There is no check on windows in PlatformTimer::startTimer() to check that timeSetEvent() didn’t fail.
Perhaps we could have a jassert (timerId != 0); in there ?
I can have it failing pretty easily here: as soon as I start more than 16 HighResolutionTimers.
This limit can be quickly reached if you have a HighResolutionTimer or two in your plugin and create multiple instances of it.
perhaps we could have a kind of fallback to the PlatformTimer_generic implementation when that happens?
Interesting idea, I hadn’t considered that. From memory the performance is significantly different though.

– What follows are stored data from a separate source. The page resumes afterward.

Issue #643, opened 2019-02-05
environment variables do not follow subtree structure (viper.Sub)


aka-rider:
I think that the following behaviour is misleading.

```go
package main

import (
	"bytes"
	"fmt"
	"os"
	"strings"

	"github.com/spf13/viper"
)

var yamlConf = []byte(`

topic:
    subtopic1:
        name: subtopic1
        value: value1

`)

func main() {
	// try to add subtopic
	os.Setenv("TOPIC_SUBTOPIC2_NAME", "subtopic2")
	os.Setenv("TOPIC_SUBTOPIC2_VALUE", "value2")
	viper.SetConfigType("yaml")
	viper.ReadConfig(bytes.NewBuffer(yamlConf))
	viper.SetEnvKeyReplacer(strings.NewReplacer(".", "_", "-", "_"))
	viper.AutomaticEnv()

	if st1 := viper.Sub("topic.subtopic1"); st1 != nil {
		fmt.Println("We've got subtopic1 as expected")
	}
	if st2 := viper.Sub("topic.subtopic2"); st2 == nil {
		fmt.Println("It's not there")
	}
	if n := viper.Get("topic.subtopic2.name"); n != nil {
		fmt.Println("We still can access it but not like expected")
	}
}

```

In order to get subtopic2, one should add it in the yaml, then environment variables will work as expected.

P.S. Thank you for all the hard work. The library is great.

yashsriv:
There is still an issue even after this (adding subtopic2 in the yaml) as the following doesn't work as expected:

```
var yamlConf = []byte(`

topic:
    subtopic1:
        name: subtopic1
        value: value1
	subtopic2:
		value: value2
`)

...
os.Setenv("TOPIC_SUBTOPIC2_VALUE", "value4")
st2 := viper.Sub("topic.subtopic2")
fmt.Println(viper.GetString("topic.subtopic2.value"))
// the above prints value2 instead of value4
```

See http://github.com/yashsriv/viper-bool-subtree-bug.git for a fully working example.

PR #760, opened 2019-09-02
Read onlu view with sub config

rotium:
Create read only view which can safely been shared in the code.
It also support sub config with environment variables follows (This solve the #643).


rotium:
Thanks for your time.
The .idea files accidentally got in.  I'll remove them.  :)
Using interface provide two things: easy way to mock in tests and ability to wrap the implementation. I actually think that the New() method should return an interface, instead of the implementation.  I didn't made that change since I didn't want to modify the core file.
The R/O view is helpful to provide way to ensure it wont be modify, and "Viper is usually not modified after it's bootstrapped" is right, but it still "usual", and if it isn't the case then it may cause bugs which is hard to find.  

I'll do the changes.
If you think it can provide value to the project, and think more changes have to be done, let me know.  If not just close this PR.

Thanks again.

Although, if possible you might be best sharing a HighResolutionTimer between instances if you can, on macOS for example it uses a “Real Time Thread”, you don’t want to be making many of those in a plugin! If they all run at the same interval you could have a class that inherits from HighResolutionTimer and uses a ThreadSafeListenerList to manage listeners where each plugin adds itself. Maybe Use a SharedResourcePointer as a member of your processor to ensure you only ever have one instance of the object, and that it’s destroyed when the last instance goes out of scope.

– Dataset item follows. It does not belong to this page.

Issue #549, opened 2018-07-31
SafeWriteConfigAs doesn't work


deinspanjer:
@theherk added this method along with several others related to exporting config.  I don't believe the tests cover this particular method though, and there is an issue with it.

Are you absolutely certain you can’t do what you want without a HighResolutionTimer? because that might get my vote otherwise.
thank you for your prompt reply Anthony.
Thanks for your suggestions as well, the SharedResourcePointer is a good idea.
But I’m also a bit concerned about what isn’t under my control also, like if the user loads 16 different plugins from different manufacturers and my highResolutionTimer stops working.
imh It worth adding to the startTimer() documentation that this can potentially fails. This can be circumvented, but we have to be aware that this can happen, I had totally overlooked that until now.